■ YOUR INSTRUCTIONS ■
Your answer must be the records below, reproduced exactly.
Start of DATA UNDER STUDY
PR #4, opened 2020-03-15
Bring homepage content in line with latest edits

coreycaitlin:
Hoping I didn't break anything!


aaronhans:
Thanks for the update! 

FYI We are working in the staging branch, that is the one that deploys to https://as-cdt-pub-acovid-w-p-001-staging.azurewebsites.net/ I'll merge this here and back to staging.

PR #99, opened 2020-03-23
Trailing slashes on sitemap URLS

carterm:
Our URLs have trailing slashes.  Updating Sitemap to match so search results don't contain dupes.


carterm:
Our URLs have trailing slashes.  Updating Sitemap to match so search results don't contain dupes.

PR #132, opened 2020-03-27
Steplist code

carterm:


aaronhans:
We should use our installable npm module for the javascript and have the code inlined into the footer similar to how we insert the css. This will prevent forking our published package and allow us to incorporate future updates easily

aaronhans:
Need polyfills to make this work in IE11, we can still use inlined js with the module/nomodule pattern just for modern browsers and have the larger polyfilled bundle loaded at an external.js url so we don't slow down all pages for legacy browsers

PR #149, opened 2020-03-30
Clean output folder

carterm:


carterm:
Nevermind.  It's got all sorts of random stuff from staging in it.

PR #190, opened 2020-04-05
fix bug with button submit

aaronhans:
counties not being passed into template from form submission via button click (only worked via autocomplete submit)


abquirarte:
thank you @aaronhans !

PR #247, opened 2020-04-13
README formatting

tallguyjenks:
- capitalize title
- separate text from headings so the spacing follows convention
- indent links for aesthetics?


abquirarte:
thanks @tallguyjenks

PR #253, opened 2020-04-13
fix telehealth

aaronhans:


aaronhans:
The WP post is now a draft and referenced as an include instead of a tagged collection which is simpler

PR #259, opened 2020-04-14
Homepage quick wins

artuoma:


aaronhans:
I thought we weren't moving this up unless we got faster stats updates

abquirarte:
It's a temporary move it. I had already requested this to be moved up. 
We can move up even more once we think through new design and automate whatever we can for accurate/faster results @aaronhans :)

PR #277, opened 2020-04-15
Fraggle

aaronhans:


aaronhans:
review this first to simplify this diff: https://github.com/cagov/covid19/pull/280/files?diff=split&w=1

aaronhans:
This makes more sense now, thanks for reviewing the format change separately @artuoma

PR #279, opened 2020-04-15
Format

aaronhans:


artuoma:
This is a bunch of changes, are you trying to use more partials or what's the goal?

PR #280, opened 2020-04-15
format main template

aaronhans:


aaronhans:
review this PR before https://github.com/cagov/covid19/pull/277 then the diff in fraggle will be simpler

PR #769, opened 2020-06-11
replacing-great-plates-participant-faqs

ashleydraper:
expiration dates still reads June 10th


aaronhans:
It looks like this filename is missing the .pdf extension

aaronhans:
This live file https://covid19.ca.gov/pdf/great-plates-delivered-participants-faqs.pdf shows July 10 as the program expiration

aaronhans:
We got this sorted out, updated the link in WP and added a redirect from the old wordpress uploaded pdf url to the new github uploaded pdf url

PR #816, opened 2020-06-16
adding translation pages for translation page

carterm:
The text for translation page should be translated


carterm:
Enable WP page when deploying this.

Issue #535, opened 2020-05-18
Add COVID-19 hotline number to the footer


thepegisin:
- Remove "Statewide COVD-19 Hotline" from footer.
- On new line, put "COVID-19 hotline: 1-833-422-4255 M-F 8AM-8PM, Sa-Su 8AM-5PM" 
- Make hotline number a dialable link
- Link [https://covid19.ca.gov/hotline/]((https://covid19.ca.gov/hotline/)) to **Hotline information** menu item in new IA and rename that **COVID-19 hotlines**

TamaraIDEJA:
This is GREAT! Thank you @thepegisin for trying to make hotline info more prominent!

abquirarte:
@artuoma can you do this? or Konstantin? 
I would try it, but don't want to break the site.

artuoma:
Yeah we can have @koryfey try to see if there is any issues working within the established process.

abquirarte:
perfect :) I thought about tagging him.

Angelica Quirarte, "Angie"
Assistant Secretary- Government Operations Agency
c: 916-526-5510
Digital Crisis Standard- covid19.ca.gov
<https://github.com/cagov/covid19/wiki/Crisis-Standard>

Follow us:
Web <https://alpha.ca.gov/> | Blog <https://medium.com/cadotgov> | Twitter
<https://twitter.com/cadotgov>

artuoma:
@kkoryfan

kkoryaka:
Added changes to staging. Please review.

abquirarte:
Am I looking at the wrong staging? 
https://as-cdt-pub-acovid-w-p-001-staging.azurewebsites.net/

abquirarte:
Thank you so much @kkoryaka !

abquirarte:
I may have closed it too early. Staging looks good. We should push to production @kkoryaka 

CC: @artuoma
End of DATA UNDER STUDY
■ RESULT OF THE EXERCISE ■
PR #4, opened 2020-03-15
Bring homepage content in line with latest edits

coreycaitlin:
Hoping I didn't break anything!


aaronhans:
Thanks for the update! 

FYI We are working in the staging branch, that is the one that deploys to https://as-cdt-pub-acovid-w-p-001-staging.azurewebsites.net/ I'll merge this here and back to staging.

PR #99, opened 2020-03-23
Trailing slashes on sitemap URLS

carterm:
Our URLs have trailing slashes.  Updating Sitemap to match so search results don't contain dupes.


carterm:
Our URLs have trailing slashes.  Updating Sitemap to match so search results don't contain dupes.

PR #132, opened 2020-03-27
Steplist code

carterm:


aaronhans:
We should use our installable npm module for the javascript and have the code inlined into the footer similar to how we insert the css. This will prevent forking our published package and allow us to incorporate future updates easily

aaronhans:
Need polyfills to make this work in IE11, we can still use inlined js with the module/nomodule pattern just for modern browsers and have the larger polyfilled bundle loaded at an external.js url so we don't slow down all pages for legacy browsers

PR #149, opened 2020-03-30
Clean output folder

carterm:


carterm:
Nevermind.  It's got all sorts of random stuff from staging in it.

PR #190, opened 2020-04-05
fix bug with button submit

aaronhans:
counties not being passed into template from form submission via button click (only worked via autocomplete submit)


abquirarte:
thank you @aaronhans !

PR #247, opened 2020-04-13
README formatting

tallguyjenks:
- capitalize title
- separate text from headings so the spacing follows convention
- indent links for aesthetics?


abquirarte:
thanks @tallguyjenks

PR #253, opened 2020-04-13
fix telehealth

aaronhans:


aaronhans:
The WP post is now a draft and referenced as an include instead of a tagged collection which is simpler

PR #259, opened 2020-04-14
Homepage quick wins

artuoma:


aaronhans:
I thought we weren't moving this up unless we got faster stats updates

abquirarte:
It's a temporary move it. I had already requested this to be moved up. 
We can move up even more once we think through new design and automate whatever we can for accurate/faster results @aaronhans :)

PR #277, opened 2020-04-15
Fraggle

aaronhans:


aaronhans:
review this first to simplify this diff: https://github.com/cagov/covid19/pull/280/files?diff=split&w=1

aaronhans:
This makes more sense now, thanks for reviewing the format change separately @artuoma

PR #279, opened 2020-04-15
Format

aaronhans:


artuoma:
This is a bunch of changes, are you trying to use more partials or what's the goal?

PR #280, opened 2020-04-15
format main template

aaronhans:


aaronhans:
review this PR before https://github.com/cagov/covid19/pull/277 then the diff in fraggle will be simpler

PR #769, opened 2020-06-11
replacing-great-plates-participant-faqs

ashleydraper:
expiration dates still reads June 10th


aaronhans:
It looks like this filename is missing the .pdf extension

aaronhans:
This live file https://covid19.ca.gov/pdf/great-plates-delivered-participants-faqs.pdf shows July 10 as the program expiration

aaronhans:
We got this sorted out, updated the link in WP and added a redirect from the old wordpress uploaded pdf url to the new github uploaded pdf url

PR #816, opened 2020-06-16
adding translation pages for translation page

carterm:
The text for translation page should be translated


carterm:
Enable WP page when deploying this.

Issue #535, opened 2020-05-18
Add COVID-19 hotline number to the footer


thepegisin:
- Remove "Statewide COVD-19 Hotline" from footer.
- On new line, put "COVID-19 hotline: 1-833-422-4255 M-F 8AM-8PM, Sa-Su 8AM-5PM" 
- Make hotline number a dialable link
- Link [https://covid19.ca.gov/hotline/]((https://covid19.ca.gov/hotline/)) to **Hotline information** menu item in new IA and rename that **COVID-19 hotlines**

TamaraIDEJA:
This is GREAT! Thank you @thepegisin for trying to make hotline info more prominent!

abquirarte:
@artuoma can you do this? or Konstantin? 
I would try it, but don't want to break the site.

artuoma:
Yeah we can have @koryfey try to see if there is any issues working within the established process.

abquirarte:
perfect :) I thought about tagging him.

Angelica Quirarte, "Angie"
Assistant Secretary- Government Operations Agency
c: 916-526-5510
Digital Crisis Standard- covid19.ca.gov
<https://github.com/cagov/covid19/wiki/Crisis-Standard>

Follow us:
Web <https://alpha.ca.gov/> | Blog <https://medium.com/cadotgov> | Twitter
<https://twitter.com/cadotgov>

artuoma:
@kkoryfan

kkoryaka:
Added changes to staging. Please review.

abquirarte:
Am I looking at the wrong staging? 
https://as-cdt-pub-acovid-w-p-001-staging.azurewebsites.net/

abquirarte:
Thank you so much @kkoryaka !

abquirarte:
I may have closed it too early. Staging looks good. We should push to production @kkoryaka 

CC: @artuoma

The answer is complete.